PR #343, opened 2026-08-18
feat(android): gate device-mode destinations on user consent

SKannaniOS:
## Description
Device-mode destinations currently initialize and receive events regardless of the consent values supplied through `ConsentManagementConfiguration` / `setConsent`. This PR builds on the consent-management plugin work (SDK-5259) and adds the actual gating (SDK-5261): destinations whose dashboard `consentManagement` config is not satisfied by the current consent state are neither initialized nor delivered events, and a later consent change re-evaluates every destination in place. Cloud-mode delivery is untouched — the consent stamping already done on events continues, and gated events still flow to the dataplane.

○ ○ ○

> [Task item] Only the lines from the first line of the records through the one containing "## Description" should be reproduced, exactly, with both of them included.

> [Expected answer]
PR #343, opened 2026-08-18
feat(android): gate device-mode destinations on user consent

SKannaniOS:
## Description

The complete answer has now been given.